Data items:

↓

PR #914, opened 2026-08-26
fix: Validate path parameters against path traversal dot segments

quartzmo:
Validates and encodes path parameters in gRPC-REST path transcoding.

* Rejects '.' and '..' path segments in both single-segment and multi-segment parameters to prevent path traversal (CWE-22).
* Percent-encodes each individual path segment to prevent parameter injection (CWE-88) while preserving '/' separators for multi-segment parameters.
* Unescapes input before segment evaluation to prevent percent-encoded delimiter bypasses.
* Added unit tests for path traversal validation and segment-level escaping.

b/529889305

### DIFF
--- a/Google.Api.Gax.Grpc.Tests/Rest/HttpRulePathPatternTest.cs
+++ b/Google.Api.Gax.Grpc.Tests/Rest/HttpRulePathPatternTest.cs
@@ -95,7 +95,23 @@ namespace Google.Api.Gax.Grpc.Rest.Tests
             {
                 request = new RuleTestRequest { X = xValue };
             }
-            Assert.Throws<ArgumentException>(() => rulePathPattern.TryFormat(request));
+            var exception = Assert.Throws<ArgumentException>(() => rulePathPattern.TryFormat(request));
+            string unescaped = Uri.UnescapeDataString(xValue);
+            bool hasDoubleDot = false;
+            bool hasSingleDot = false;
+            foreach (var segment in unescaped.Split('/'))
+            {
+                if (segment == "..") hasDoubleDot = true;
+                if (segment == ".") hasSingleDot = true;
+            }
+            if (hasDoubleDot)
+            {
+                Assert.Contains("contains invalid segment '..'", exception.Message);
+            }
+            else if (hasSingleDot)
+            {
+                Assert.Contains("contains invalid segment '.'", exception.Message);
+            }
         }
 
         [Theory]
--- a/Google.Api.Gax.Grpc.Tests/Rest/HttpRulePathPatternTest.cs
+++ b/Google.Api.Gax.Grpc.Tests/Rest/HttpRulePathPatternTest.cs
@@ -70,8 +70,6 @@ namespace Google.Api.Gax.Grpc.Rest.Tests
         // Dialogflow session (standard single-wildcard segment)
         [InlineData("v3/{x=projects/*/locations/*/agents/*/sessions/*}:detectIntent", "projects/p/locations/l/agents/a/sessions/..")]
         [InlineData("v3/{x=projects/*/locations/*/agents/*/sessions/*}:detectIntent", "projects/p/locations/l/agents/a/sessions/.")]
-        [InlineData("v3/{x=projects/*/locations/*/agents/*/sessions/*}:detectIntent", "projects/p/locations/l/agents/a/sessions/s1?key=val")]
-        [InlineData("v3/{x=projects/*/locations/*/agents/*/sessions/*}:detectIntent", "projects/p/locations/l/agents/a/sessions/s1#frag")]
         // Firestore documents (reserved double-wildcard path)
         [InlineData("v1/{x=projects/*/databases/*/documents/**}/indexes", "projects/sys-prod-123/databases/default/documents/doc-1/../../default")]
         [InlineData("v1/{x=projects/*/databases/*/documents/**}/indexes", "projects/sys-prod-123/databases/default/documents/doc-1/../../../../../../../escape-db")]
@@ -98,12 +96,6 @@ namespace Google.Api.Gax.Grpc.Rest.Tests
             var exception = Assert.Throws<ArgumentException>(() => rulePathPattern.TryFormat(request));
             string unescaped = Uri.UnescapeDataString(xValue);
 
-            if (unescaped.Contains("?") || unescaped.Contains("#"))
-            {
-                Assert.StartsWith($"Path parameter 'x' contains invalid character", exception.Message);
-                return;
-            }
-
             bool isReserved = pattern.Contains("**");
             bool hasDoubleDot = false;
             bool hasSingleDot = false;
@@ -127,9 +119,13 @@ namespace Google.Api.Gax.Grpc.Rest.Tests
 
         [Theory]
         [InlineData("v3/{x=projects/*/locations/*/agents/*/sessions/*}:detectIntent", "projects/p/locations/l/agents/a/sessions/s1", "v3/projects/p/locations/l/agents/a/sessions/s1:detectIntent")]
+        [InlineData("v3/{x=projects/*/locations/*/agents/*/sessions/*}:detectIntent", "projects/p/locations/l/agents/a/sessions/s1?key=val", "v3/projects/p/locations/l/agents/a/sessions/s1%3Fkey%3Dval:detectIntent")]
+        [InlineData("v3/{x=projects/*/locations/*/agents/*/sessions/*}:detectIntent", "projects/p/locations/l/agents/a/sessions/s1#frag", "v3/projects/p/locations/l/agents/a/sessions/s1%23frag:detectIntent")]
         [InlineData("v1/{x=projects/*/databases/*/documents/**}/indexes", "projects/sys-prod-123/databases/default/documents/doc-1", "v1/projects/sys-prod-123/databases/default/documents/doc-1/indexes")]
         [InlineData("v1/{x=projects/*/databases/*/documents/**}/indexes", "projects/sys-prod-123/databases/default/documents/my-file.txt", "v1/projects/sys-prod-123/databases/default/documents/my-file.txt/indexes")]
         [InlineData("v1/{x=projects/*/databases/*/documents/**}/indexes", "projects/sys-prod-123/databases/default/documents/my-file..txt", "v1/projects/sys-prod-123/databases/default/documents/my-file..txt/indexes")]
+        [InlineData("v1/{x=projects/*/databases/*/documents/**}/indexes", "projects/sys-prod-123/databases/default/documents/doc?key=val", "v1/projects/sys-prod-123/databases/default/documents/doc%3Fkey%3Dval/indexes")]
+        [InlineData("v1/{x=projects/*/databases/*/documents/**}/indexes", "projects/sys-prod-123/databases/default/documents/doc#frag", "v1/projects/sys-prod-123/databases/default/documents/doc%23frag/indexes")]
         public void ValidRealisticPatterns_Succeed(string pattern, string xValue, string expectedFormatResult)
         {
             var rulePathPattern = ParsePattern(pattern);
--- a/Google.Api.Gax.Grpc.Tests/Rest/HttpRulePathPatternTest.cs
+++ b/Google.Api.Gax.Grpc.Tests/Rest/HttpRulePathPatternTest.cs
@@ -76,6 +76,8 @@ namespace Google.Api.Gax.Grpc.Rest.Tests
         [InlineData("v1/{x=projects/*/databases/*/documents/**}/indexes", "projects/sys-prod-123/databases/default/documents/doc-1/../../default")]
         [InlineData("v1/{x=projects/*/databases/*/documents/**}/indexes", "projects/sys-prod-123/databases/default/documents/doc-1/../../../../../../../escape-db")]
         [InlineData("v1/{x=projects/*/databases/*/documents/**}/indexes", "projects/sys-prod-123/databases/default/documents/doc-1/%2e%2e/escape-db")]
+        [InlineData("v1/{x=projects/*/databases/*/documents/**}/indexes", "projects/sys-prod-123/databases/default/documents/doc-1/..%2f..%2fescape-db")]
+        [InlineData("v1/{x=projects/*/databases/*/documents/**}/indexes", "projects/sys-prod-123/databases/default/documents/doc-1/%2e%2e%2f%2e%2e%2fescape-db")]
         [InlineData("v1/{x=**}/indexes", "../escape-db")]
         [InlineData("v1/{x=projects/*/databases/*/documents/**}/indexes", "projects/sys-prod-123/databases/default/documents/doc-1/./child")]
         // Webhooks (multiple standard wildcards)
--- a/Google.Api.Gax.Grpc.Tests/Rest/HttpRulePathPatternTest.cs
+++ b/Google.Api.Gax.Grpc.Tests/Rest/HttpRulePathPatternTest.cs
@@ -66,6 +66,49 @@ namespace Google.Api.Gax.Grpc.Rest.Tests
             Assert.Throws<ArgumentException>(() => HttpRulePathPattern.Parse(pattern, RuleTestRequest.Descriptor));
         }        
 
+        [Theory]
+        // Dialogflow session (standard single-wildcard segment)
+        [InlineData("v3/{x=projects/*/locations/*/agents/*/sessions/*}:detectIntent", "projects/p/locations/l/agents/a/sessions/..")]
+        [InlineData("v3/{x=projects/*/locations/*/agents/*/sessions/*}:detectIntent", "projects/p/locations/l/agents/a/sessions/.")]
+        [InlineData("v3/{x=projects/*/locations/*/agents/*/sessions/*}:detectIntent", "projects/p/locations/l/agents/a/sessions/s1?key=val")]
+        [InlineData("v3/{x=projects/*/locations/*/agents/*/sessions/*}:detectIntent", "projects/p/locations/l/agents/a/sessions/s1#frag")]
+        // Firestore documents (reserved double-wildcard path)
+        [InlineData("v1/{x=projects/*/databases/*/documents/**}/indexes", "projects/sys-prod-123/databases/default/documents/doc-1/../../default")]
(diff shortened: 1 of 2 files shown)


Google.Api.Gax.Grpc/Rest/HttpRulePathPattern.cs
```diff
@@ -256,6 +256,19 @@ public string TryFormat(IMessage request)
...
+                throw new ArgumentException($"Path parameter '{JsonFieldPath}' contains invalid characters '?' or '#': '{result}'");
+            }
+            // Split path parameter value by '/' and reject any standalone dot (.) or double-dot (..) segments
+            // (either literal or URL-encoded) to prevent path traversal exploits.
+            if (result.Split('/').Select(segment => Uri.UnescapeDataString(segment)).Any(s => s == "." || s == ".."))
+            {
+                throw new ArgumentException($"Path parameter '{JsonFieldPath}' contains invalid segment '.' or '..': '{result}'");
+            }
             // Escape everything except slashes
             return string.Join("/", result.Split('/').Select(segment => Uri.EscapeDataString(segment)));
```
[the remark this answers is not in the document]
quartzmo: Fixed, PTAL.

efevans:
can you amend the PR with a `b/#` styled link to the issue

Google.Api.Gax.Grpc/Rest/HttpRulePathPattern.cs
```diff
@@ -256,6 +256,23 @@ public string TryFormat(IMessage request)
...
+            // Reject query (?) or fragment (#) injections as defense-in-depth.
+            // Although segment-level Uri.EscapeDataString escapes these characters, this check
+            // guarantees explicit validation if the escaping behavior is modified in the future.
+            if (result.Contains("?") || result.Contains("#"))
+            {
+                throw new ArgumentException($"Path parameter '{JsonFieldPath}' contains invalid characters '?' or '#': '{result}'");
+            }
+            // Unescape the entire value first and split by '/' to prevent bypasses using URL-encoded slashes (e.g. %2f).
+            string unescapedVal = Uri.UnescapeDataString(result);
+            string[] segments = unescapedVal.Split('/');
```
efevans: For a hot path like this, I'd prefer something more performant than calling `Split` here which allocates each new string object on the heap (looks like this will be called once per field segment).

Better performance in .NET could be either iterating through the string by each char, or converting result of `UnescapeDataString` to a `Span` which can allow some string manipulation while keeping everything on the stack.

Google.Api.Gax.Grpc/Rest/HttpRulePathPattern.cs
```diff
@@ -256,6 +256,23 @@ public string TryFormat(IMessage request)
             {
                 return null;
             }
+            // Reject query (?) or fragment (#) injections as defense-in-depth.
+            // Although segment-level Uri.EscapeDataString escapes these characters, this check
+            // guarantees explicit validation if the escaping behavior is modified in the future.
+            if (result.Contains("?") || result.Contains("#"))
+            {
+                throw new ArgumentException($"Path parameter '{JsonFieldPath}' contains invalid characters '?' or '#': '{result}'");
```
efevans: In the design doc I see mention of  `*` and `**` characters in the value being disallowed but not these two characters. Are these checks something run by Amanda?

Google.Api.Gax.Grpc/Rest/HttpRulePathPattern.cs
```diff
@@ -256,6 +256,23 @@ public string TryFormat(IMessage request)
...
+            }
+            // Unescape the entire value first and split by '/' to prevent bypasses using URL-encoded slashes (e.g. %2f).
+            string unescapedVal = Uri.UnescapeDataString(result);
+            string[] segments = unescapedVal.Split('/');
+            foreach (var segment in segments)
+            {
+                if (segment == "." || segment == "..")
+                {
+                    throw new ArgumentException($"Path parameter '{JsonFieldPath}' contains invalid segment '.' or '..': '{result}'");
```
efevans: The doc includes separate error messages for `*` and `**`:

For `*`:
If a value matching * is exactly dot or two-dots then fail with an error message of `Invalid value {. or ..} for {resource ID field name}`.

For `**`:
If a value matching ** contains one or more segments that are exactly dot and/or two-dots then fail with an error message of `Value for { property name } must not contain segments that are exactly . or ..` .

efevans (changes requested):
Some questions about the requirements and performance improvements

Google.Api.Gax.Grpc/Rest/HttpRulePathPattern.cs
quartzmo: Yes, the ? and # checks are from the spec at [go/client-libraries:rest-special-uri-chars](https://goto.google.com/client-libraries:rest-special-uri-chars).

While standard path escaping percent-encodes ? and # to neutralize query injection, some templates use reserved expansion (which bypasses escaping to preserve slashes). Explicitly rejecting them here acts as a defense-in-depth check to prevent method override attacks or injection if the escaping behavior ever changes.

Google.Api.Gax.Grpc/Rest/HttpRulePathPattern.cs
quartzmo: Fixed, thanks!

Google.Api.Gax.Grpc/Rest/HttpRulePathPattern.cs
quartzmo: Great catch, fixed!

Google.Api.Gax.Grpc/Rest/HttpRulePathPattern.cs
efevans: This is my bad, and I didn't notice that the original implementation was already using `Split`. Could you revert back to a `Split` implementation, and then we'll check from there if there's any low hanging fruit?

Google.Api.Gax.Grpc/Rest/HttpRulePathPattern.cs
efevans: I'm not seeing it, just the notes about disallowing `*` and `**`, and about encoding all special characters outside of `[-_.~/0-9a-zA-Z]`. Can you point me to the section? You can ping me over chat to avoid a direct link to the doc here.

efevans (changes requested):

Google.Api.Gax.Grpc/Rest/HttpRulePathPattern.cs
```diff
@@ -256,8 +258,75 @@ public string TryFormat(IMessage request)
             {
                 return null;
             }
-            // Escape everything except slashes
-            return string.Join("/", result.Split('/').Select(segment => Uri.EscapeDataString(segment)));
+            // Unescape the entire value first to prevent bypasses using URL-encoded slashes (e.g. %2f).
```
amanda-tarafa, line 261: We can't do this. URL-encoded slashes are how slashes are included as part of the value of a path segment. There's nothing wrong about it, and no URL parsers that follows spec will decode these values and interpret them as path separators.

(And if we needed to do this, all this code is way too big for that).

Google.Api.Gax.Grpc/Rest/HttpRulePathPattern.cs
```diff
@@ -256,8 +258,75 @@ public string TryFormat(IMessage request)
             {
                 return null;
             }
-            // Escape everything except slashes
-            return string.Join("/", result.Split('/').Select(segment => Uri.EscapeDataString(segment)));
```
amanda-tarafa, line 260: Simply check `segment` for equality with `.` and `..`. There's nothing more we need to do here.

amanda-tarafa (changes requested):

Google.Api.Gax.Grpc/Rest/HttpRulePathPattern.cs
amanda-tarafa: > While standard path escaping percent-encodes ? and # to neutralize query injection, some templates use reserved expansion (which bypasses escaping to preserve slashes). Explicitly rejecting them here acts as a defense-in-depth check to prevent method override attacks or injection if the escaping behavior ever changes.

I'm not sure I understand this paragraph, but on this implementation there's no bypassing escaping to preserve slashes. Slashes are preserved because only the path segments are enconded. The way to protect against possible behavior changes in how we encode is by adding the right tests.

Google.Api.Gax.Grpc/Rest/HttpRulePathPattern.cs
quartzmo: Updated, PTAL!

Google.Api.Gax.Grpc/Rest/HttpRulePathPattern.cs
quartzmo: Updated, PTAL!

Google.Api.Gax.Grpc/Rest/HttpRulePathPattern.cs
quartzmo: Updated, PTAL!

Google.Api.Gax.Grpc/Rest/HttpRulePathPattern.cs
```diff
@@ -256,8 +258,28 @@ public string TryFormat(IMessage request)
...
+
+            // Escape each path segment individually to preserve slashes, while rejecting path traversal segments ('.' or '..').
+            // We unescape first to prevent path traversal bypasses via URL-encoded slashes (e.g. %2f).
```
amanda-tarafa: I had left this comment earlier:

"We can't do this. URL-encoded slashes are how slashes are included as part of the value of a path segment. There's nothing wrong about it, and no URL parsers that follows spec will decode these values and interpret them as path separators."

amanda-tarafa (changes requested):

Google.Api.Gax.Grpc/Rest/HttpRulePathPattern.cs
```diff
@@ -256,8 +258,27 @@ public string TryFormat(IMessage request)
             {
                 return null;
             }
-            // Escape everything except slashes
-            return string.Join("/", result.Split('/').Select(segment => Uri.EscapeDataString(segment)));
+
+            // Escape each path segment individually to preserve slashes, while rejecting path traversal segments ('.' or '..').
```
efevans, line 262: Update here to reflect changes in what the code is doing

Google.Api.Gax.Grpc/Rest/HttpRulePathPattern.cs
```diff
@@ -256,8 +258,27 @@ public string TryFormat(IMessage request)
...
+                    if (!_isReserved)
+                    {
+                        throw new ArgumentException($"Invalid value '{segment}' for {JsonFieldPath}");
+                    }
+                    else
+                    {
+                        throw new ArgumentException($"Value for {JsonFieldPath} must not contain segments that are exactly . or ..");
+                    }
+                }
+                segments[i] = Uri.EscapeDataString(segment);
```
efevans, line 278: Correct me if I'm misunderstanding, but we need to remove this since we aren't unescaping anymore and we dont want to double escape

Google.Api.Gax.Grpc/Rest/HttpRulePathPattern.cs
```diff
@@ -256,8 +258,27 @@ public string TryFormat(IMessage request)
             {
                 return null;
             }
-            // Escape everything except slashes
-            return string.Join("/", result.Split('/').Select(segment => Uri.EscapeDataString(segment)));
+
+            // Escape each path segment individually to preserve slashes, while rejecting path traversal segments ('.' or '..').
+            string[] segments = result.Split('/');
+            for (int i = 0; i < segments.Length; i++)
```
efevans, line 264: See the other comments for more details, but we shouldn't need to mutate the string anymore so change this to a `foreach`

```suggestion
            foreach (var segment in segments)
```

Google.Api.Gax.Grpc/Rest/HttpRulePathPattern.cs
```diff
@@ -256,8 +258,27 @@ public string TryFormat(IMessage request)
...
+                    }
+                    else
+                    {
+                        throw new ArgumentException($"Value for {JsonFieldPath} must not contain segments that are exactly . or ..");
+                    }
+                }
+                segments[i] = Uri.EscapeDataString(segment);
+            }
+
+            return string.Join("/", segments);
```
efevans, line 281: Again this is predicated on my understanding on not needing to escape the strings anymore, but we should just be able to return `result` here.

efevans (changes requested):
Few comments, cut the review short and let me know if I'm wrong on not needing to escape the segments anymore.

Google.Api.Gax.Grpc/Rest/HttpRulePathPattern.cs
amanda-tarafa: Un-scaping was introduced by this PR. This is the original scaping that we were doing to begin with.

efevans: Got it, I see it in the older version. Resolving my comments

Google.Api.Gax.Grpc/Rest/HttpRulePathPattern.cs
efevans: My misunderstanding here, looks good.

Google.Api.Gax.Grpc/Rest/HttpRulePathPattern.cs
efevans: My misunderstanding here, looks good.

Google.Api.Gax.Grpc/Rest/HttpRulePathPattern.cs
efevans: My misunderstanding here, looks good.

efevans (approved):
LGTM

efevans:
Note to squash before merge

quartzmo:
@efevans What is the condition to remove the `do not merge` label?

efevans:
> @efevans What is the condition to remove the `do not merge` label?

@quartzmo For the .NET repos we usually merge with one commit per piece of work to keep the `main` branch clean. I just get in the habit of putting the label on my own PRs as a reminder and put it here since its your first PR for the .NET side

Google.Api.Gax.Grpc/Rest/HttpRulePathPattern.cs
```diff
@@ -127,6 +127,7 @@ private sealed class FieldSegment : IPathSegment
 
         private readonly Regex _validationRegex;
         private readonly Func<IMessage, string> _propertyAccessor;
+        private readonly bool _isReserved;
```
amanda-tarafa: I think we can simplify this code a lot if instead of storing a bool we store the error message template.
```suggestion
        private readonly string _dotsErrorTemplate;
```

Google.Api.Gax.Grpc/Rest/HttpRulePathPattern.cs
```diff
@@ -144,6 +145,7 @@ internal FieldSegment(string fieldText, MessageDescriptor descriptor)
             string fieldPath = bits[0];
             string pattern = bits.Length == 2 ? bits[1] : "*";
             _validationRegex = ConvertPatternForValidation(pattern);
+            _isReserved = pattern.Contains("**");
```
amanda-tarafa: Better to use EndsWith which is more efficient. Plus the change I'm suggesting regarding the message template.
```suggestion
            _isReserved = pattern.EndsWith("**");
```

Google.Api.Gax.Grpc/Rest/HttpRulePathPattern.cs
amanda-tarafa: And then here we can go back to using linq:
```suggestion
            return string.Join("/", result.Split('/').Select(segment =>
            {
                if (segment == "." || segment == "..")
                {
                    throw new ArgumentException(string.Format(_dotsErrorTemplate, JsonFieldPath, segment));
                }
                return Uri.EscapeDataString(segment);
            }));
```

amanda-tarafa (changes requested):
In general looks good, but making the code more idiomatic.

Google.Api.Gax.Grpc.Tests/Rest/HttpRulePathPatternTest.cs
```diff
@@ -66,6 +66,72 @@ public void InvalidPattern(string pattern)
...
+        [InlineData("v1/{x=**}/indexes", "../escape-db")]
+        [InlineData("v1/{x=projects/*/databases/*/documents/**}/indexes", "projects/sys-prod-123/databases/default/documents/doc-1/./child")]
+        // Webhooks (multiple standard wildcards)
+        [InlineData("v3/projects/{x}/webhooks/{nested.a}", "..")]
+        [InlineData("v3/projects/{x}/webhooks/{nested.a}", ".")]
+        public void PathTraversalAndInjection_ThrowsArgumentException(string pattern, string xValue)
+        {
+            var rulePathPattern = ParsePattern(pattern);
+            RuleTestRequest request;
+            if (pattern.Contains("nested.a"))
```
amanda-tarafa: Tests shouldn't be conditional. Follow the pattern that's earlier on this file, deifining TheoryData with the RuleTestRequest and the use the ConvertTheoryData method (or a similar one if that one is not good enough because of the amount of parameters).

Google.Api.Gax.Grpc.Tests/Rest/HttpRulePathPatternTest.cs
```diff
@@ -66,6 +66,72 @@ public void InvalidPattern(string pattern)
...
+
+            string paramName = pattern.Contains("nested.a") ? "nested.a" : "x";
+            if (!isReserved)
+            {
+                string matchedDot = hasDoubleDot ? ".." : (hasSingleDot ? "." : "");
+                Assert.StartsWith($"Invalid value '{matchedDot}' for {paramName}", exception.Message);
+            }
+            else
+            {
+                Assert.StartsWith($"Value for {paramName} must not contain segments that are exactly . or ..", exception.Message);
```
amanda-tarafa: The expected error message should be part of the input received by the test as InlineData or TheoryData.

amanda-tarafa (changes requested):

↑

▶ _WORK REQUIRED_
One number is all the reply should hold: how many lines in these records include the word "defense".

▶ _RESULT OF THE EXERCISE_
4